Imagine the possibilities of re-purposing the CPR (VIA) Station as a Museum of the Downtown that highlights the lives and events that make up our story as a community.

The CPR Station is a legacy of Reeve Stephen Fournier, Sudbury’s first elected head of council, who at the first meeting with the newly elected council in 1893 adopted a resolution “getting after” the CPR for a new station. It was realized 13 years later in 1906. 

Together with Sudbury Arena, a legacy of Mayor Bill Beaton and built in 1951, re-purposed as Sudbury’s cultural/arts hub with the proposed central library, concert hall and an addition of an art gallery facing the constant light of the north overlooking Memorial Park.      

This is complemented with a new arena and a parking garage.
   
These important “city-makers” are clustered, defining a proposed Heritage Square/Place du Patrimonies. 

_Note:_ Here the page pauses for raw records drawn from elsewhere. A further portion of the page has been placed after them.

PR #6914, opened 2021-11-02
exp init: track data by default

skshetry:

### DIFF
--- a/dvc/repo/experiments/init.py
+++ b/dvc/repo/experiments/init.py
@@ -8,7 +8,7 @@ from rich.prompt import Prompt
 from rich.rule import Rule
 from rich.syntax import Syntax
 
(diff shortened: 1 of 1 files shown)


dberenbaum:
@skshetry What's the status on this? Do you think it makes sense? We can reconsider giving a hint instead if you think this goes too far.

dberenbaum:
@skshetry Are you working on this? I would say don't spend time on this yet until we have more of a chance to consider the best way to do it. For example, should we actually do a `dvc add` or just create a `.dvc` file with no commit and no version info?

skshetry:
@dberenbaum, I am not working on this, and I don't see an easier way to implement this without duplicating parts of `Repo.add`. 

Closing ...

Facing south it would be a sun pocket that would include the Farmer’s Market and would connect Sudbury Theatre Centre and perhaps a Seniors / Folk Arts Centre off Shaughnessy Street. All of which becomes a grand overall pedestrian precinct (shown in yellow in above image) within walking distance of the Sudbury Transit Centre. The precinct extends from the heritage CPR railway station and Elgin Greenway on the south to Brady Street on the north with Elgin looped around to meet Brady, and to Paris Street on the east.

True to downtown as a walkable neighbourhood, the square is pedestrian accessible from all parts of Greater Sudbury via public transit.

Just image a grand public celebratory place, yes, a place where all the public festivals, Northern Lights Festival, July 1st,  Memorial Day, public demonstrations and more could be held. 

It’s all possible, it can happen. It just needs the combined efforts and public support along with city council, and the combined will of the Chamber of Commerce, the Downtown BIA, and the Downtown Village Development Corporation. 

Arthur Peach and Oryst Sawchuk are partners in the architectural firm Sawchuk Peach Associates.